PR #120, opened 2015-10-06
PHOENIX-2257 Fix broken integration test for query over derived GROUP…

chiastic-security:
… BY table (testDerivedTableWithGroupBy()), which worked on Java 7 but not on Java 8.

The test was retrieving two rows from a query with no ORDER BY clause, and assuming that they would come back in a specific order. This happened to match the order that Java 7 returned them in, but the order has changed in Java 8.

Test fixed by not assuming any particular order.

### DIFF
--- a/phoenix-core/src/it/java/org/apache/phoenix/end2end/DerivedTableIT.java
+++ b/phoenix-core/src/it/java/org/apache/phoenix/end2end/DerivedTableIT.java
@@ -18,33 +18,7 @@
 
 package org.apache.phoenix.end2end;
 
-import static org.apache.phoenix.util.TestUtil.A_VALUE;
-import static org.apache.phoenix.util.TestUtil.B_VALUE;
-import static org.apache.phoenix.util.TestUtil.C_VALUE;
-import static org.apache.phoenix.util.TestUtil.E_VALUE;
-import static org.apache.phoenix.util.TestUtil.ROW1;
-import static org.apache.phoenix.util.TestUtil.ROW2;
-import static org.apache.phoenix.util.TestUtil.ROW3;
-import static org.apache.phoenix.util.TestUtil.ROW4;
-import static org.apache.phoenix.util.TestUtil.ROW5;
-import static org.apache.phoenix.util.TestUtil.ROW6;
-import static org.apache.phoenix.util.TestUtil.ROW7;
-import static org.apache.phoenix.util.TestUtil.ROW8;
-import static org.apache.phoenix.util.TestUtil.ROW9;
-import static org.apache.phoenix.util.TestUtil.TEST_PROPERTIES;
-import static org.junit.Assert.assertEquals;
-import static org.junit.Assert.assertFalse;
-import static org.junit.Assert.assertTrue;
-
-import java.sql.Array;
-import java.sql.Connection;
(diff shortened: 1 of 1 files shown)


phoenix-core/src/it/java/org/apache/phoenix/end2end/DerivedTableIT.java
```diff
@@ -54,14 +28,17 @@
 import org.junit.runners.Parameterized;
 import org.junit.runners.Parameterized.Parameters;
 
-import com.google.common.collect.Lists;
+import java.sql.*;
+import java.util.*;
```
JamesRTaylor: Please see https://phoenix.apache.org/contributing.html#Code_conventions. You'll want to conform to these - easiest way is to import dev/eclipse_prefs_phoenix.epf and dev/phoenix.importorder into Eclipse. This is basically to ensure we don't get a lot of code differences due to different import ordering and whitespacing.

phoenix-core/src/it/java/org/apache/phoenix/end2end/DerivedTableIT.java
```diff
@@ -313,21 +290,25 @@ public void testDerivedTableWithGroupBy() throws Exception {
             query = "SELECT DISTINCT COLLECTDISTINCT(t.b) FROM (SELECT b_string b, a_string a FROM aTable GROUP BY a_string, b_string) AS t GROUP BY t.a";
             statement = conn.prepareStatement(query);
             rs = statement.executeQuery();
-            assertTrue (rs.next());
+            Set<Array> queryResults = new HashSet<>();
```
JamesRTaylor: Use BaseTest.assertValuesEqualsResultSet() instead which does the same thing as this.

phoenix-core/src/it/java/org/apache/phoenix/end2end/DerivedTableIT.java
```diff
@@ -313,21 +290,25 @@ public void testDerivedTableWithGroupBy() throws Exception {
             query = "SELECT DISTINCT COLLECTDISTINCT(t.b) FROM (SELECT b_string b, a_string a FROM aTable GROUP BY a_string, b_string) AS t GROUP BY t.a";
```
JamesRTaylor: @maryannxue - do you think the underlying order returned is indeterminate? For our tests, we have phoenix.query.force.rowkeyorder set to true, so underlying scans will return in row key order. Just want to make sure @chiastic-security fix isn't masking a bug.

maryannxue: @JamesRTaylor Do we have a deterministic ordering for arrays? If we do, I don't think this change should be made without finding out the cause.

maryannxue: @JamesRTaylor Please ignore my previous (deleted) comment. I just realized that the server group-by has replaced tree map with hash map, which means an optimization I did for client group-by based on the assumption that the input is a sorted group-by is now invalid. I will fix this ASAP. And after the fix, the test case should fine, we should keep it as it is.

stoty:
Already merged.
══════
- What you need to do -
What is needed is an exact copy of all the data above.

- Task result -
PR #120, opened 2015-10-06
PHOENIX-2257 Fix broken integration test for query over derived GROUP…

chiastic-security:
… BY table (testDerivedTableWithGroupBy()), which worked on Java 7 but not on Java 8.

The test was retrieving two rows from a query with no ORDER BY clause, and assuming that they would come back in a specific order. This happened to match the order that Java 7 returned them in, but the order has changed in Java 8.

Test fixed by not assuming any particular order.

### DIFF
--- a/phoenix-core/src/it/java/org/apache/phoenix/end2end/DerivedTableIT.java
+++ b/phoenix-core/src/it/java/org/apache/phoenix/end2end/DerivedTableIT.java
@@ -18,33 +18,7 @@
 
 package org.apache.phoenix.end2end;
 
-import static org.apache.phoenix.util.TestUtil.A_VALUE;
-import static org.apache.phoenix.util.TestUtil.B_VALUE;
-import static org.apache.phoenix.util.TestUtil.C_VALUE;
-import static org.apache.phoenix.util.TestUtil.E_VALUE;
-import static org.apache.phoenix.util.TestUtil.ROW1;
-import static org.apache.phoenix.util.TestUtil.ROW2;
-import static org.apache.phoenix.util.TestUtil.ROW3;
-import static org.apache.phoenix.util.TestUtil.ROW4;
-import static org.apache.phoenix.util.TestUtil.ROW5;
-import static org.apache.phoenix.util.TestUtil.ROW6;
-import static org.apache.phoenix.util.TestUtil.ROW7;
-import static org.apache.phoenix.util.TestUtil.ROW8;
-import static org.apache.phoenix.util.TestUtil.ROW9;
-import static org.apache.phoenix.util.TestUtil.TEST_PROPERTIES;
-import static org.junit.Assert.assertEquals;
-import static org.junit.Assert.assertFalse;
-import static org.junit.Assert.assertTrue;
-
-import java.sql.Array;
-import java.sql.Connection;
(diff shortened: 1 of 1 files shown)


phoenix-core/src/it/java/org/apache/phoenix/end2end/DerivedTableIT.java
```diff
@@ -54,14 +28,17 @@
 import org.junit.runners.Parameterized;
 import org.junit.runners.Parameterized.Parameters;
 
-import com.google.common.collect.Lists;
+import java.sql.*;
+import java.util.*;
```
JamesRTaylor: Please see https://phoenix.apache.org/contributing.html#Code_conventions. You'll want to conform to these - easiest way is to import dev/eclipse_prefs_phoenix.epf and dev/phoenix.importorder into Eclipse. This is basically to ensure we don't get a lot of code differences due to different import ordering and whitespacing.

phoenix-core/src/it/java/org/apache/phoenix/end2end/DerivedTableIT.java
```diff
@@ -313,21 +290,25 @@ public void testDerivedTableWithGroupBy() throws Exception {
             query = "SELECT DISTINCT COLLECTDISTINCT(t.b) FROM (SELECT b_string b, a_string a FROM aTable GROUP BY a_string, b_string) AS t GROUP BY t.a";
             statement = conn.prepareStatement(query);
             rs = statement.executeQuery();
-            assertTrue (rs.next());
+            Set<Array> queryResults = new HashSet<>();
```
JamesRTaylor: Use BaseTest.assertValuesEqualsResultSet() instead which does the same thing as this.

phoenix-core/src/it/java/org/apache/phoenix/end2end/DerivedTableIT.java
```diff
@@ -313,21 +290,25 @@ public void testDerivedTableWithGroupBy() throws Exception {
             query = "SELECT DISTINCT COLLECTDISTINCT(t.b) FROM (SELECT b_string b, a_string a FROM aTable GROUP BY a_string, b_string) AS t GROUP BY t.a";
```
JamesRTaylor: @maryannxue - do you think the underlying order returned is indeterminate? For our tests, we have phoenix.query.force.rowkeyorder set to true, so underlying scans will return in row key order. Just want to make sure @chiastic-security fix isn't masking a bug.

maryannxue: @JamesRTaylor Do we have a deterministic ordering for arrays? If we do, I don't think this change should be made without finding out the cause.

maryannxue: @JamesRTaylor Please ignore my previous (deleted) comment. I just realized that the server group-by has replaced tree map with hash map, which means an optimization I did for client group-by based on the assumption that the input is a sorted group-by is now invalid. I will fix this ASAP. And after the fix, the test case should fine, we should keep it as it is.

stoty:
Already merged.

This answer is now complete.